(Saved entries)
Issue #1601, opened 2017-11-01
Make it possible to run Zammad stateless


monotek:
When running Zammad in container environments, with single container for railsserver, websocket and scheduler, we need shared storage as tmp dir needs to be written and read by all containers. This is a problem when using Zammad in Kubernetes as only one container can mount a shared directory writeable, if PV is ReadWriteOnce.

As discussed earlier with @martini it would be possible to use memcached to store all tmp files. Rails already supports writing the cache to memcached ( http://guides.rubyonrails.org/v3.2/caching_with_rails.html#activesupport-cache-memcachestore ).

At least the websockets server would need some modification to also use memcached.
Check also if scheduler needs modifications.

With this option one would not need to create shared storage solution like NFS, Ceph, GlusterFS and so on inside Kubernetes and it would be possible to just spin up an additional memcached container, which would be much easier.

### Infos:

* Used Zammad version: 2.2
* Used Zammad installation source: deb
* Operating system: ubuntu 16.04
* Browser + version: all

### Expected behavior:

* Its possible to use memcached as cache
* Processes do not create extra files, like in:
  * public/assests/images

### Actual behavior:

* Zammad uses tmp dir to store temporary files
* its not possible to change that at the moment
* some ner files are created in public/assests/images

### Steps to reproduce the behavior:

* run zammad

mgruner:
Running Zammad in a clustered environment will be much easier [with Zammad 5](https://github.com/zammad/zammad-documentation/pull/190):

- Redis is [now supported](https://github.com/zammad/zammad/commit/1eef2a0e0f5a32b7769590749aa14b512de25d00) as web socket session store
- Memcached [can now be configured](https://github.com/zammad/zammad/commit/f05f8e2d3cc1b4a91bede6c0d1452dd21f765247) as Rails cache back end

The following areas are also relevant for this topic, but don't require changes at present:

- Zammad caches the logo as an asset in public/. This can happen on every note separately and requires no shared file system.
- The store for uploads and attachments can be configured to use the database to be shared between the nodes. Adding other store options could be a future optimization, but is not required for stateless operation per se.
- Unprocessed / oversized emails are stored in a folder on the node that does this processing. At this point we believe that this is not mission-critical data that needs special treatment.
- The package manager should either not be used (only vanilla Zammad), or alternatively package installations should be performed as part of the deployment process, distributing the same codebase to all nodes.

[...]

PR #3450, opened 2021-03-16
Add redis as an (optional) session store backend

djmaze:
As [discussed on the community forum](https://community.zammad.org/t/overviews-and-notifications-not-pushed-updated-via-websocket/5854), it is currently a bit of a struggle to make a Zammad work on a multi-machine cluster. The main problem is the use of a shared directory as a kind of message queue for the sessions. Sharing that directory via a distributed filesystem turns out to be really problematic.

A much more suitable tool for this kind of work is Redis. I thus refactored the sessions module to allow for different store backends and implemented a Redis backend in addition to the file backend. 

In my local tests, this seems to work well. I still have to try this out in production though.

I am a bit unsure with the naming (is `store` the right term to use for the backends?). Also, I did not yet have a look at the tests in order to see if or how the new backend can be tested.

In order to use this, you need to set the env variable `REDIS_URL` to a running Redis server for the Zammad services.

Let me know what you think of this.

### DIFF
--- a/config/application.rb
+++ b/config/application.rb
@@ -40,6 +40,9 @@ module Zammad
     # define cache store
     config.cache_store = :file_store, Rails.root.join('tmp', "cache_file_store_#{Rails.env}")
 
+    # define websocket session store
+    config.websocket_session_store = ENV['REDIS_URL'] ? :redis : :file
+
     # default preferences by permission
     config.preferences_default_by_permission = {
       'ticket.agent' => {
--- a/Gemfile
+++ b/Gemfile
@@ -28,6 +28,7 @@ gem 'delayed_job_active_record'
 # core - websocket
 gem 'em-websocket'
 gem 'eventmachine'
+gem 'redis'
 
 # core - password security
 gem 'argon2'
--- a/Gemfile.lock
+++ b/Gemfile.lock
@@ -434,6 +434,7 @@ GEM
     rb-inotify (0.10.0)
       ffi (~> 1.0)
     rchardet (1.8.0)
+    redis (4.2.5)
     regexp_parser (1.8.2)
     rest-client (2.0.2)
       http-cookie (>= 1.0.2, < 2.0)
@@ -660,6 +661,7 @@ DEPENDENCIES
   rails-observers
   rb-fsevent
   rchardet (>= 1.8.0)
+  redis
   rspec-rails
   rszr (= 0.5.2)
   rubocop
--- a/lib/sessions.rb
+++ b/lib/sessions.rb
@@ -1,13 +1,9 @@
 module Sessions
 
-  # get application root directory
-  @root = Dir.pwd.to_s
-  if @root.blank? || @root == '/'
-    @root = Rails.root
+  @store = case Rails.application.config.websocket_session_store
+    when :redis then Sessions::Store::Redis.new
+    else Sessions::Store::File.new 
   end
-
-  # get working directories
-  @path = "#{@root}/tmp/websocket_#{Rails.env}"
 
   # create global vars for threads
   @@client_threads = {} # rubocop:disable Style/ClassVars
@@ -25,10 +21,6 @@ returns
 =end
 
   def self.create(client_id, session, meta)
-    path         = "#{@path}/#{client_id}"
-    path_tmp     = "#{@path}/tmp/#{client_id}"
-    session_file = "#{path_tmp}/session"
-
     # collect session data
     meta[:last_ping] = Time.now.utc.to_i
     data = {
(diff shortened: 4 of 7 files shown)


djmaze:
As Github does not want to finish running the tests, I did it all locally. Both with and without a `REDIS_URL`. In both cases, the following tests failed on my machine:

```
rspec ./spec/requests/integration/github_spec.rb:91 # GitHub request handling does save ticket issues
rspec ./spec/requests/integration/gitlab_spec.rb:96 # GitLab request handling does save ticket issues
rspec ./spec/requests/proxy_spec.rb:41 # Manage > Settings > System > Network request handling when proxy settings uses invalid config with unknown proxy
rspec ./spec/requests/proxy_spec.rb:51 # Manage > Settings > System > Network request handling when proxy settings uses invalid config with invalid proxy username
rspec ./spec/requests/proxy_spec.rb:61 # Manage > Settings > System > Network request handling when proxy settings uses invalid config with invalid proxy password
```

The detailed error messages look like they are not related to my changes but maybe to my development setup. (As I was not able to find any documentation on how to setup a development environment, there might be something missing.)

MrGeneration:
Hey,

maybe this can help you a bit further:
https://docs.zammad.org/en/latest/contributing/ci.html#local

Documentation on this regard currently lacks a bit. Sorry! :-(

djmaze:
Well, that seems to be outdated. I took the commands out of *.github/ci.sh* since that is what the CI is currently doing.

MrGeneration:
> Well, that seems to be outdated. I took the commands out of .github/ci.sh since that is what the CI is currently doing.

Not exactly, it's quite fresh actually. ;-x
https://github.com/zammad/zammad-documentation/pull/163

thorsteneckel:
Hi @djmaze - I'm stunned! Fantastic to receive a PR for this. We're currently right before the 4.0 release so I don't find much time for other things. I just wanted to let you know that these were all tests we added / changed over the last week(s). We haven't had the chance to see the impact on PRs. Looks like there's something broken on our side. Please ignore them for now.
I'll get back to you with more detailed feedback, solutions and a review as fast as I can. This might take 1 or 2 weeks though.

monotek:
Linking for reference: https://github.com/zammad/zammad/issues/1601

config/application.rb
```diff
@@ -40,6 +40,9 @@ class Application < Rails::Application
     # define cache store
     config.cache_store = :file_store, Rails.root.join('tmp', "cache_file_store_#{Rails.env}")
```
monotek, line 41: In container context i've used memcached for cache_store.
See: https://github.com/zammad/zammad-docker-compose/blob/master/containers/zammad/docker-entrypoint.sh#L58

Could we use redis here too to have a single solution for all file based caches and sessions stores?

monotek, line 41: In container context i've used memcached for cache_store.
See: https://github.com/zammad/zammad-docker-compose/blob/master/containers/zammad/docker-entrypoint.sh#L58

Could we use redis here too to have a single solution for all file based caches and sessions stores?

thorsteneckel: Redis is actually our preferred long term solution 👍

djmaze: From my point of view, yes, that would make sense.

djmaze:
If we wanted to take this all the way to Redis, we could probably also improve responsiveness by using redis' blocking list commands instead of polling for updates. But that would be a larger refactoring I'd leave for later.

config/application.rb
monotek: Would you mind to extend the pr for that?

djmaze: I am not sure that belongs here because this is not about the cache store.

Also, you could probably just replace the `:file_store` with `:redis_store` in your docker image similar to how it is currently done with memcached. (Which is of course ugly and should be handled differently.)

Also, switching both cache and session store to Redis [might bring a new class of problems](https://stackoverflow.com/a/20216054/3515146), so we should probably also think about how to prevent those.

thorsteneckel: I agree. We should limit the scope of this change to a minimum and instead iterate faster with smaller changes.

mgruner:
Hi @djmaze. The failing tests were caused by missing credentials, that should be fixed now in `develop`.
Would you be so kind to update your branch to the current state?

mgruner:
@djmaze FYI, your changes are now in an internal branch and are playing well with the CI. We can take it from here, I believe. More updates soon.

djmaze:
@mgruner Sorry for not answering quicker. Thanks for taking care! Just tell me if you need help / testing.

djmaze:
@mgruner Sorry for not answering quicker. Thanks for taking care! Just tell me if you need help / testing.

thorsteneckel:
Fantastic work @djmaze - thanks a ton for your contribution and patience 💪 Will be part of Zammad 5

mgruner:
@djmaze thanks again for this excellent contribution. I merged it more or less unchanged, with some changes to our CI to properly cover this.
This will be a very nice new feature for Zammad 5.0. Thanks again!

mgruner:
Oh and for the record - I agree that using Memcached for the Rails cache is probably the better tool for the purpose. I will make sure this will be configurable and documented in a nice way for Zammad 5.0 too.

...

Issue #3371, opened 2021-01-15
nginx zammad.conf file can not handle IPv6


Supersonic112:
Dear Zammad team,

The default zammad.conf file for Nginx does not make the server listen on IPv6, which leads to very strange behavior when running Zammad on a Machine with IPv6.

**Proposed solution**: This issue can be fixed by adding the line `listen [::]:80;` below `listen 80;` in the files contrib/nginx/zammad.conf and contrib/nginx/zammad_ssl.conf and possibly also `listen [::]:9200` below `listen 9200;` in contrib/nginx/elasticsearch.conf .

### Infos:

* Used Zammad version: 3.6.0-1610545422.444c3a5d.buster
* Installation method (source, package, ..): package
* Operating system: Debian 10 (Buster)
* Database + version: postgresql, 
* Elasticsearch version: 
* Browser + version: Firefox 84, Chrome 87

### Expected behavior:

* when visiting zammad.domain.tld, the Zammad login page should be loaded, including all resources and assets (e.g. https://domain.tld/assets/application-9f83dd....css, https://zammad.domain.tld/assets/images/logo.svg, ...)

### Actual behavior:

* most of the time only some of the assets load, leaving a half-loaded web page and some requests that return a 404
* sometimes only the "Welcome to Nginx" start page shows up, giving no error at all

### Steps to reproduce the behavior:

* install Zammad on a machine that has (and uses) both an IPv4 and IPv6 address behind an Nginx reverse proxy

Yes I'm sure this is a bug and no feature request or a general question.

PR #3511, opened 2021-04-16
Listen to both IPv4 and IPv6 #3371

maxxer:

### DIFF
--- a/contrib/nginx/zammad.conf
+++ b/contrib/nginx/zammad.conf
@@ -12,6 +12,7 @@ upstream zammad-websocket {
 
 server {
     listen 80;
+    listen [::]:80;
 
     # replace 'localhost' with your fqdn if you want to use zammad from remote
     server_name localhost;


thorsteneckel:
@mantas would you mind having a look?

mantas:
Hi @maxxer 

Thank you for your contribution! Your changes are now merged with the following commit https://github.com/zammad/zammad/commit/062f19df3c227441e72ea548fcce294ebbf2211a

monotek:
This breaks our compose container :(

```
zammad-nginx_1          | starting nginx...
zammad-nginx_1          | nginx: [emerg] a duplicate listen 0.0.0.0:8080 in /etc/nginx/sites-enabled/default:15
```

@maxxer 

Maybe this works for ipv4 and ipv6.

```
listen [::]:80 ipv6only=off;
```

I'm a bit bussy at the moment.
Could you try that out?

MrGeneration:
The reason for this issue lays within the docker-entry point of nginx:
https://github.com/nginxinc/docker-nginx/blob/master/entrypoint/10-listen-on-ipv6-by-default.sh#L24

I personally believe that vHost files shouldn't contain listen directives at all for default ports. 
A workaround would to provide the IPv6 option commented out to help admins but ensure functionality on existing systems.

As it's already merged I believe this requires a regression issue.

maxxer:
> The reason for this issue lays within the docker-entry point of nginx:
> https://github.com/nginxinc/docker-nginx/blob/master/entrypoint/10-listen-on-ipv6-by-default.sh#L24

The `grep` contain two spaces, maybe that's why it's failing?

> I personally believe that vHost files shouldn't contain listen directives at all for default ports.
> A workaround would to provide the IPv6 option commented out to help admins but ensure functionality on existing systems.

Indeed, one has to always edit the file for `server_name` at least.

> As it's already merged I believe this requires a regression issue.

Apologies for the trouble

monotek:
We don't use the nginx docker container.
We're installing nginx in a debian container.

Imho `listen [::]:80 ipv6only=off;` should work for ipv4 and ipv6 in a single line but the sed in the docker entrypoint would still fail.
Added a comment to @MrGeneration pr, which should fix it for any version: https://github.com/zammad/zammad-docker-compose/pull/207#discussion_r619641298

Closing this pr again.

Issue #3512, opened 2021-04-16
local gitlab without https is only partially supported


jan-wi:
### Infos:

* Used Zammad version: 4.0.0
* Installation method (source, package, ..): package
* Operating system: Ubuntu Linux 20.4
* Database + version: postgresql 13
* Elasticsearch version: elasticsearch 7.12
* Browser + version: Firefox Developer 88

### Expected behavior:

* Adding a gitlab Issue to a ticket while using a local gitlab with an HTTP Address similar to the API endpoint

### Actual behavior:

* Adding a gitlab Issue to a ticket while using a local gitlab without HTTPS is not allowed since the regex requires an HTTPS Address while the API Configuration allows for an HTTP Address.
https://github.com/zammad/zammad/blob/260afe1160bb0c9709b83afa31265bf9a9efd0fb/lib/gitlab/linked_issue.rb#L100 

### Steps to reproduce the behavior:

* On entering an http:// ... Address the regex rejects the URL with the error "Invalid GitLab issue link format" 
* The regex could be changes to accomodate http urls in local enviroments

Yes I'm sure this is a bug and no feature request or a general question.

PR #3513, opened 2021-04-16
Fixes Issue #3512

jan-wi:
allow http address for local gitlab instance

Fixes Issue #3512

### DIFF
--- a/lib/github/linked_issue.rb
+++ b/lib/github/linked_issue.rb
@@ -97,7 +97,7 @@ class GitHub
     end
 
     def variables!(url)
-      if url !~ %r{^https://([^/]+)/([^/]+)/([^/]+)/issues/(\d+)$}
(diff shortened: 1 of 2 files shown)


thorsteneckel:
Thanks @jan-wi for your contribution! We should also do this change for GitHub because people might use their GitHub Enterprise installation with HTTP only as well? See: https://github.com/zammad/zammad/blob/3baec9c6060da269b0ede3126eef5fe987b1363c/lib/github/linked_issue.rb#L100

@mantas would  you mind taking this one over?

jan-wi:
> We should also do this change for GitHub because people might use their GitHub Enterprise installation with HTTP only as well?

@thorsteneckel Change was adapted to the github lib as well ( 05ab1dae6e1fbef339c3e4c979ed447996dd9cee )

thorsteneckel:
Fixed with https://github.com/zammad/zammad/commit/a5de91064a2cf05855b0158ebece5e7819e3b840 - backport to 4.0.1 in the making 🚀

= Your task =
Print exactly the lines above, between the one holding "On entering an" and the one holding "the making 🚀", inclusive, and nothing besides.

= Result for this exercise =
* On entering an http:// ... Address the regex rejects the URL with the error "Invalid GitLab issue link format" 
* The regex could be changes to accomodate http urls in local enviroments

Yes I'm sure this is a bug and no feature request or a general question.

PR #3513, opened 2021-04-16
Fixes Issue #3512

jan-wi:
allow http address for local gitlab instance

Fixes Issue #3512

### DIFF
--- a/lib/github/linked_issue.rb
+++ b/lib/github/linked_issue.rb
@@ -97,7 +97,7 @@ class GitHub
     end
 
     def variables!(url)
-      if url !~ %r{^https://([^/]+)/([^/]+)/([^/]+)/issues/(\d+)$}
(diff shortened: 1 of 2 files shown)


thorsteneckel:
Thanks @jan-wi for your contribution! We should also do this change for GitHub because people might use their GitHub Enterprise installation with HTTP only as well? See: https://github.com/zammad/zammad/blob/3baec9c6060da269b0ede3126eef5fe987b1363c/lib/github/linked_issue.rb#L100

@mantas would  you mind taking this one over?

jan-wi:
> We should also do this change for GitHub because people might use their GitHub Enterprise installation with HTTP only as well?

@thorsteneckel Change was adapted to the github lib as well ( 05ab1dae6e1fbef339c3e4c979ed447996dd9cee )

thorsteneckel:
Fixed with https://github.com/zammad/zammad/commit/a5de91064a2cf05855b0158ebece5e7819e3b840 - backport to 4.0.1 in the making 🚀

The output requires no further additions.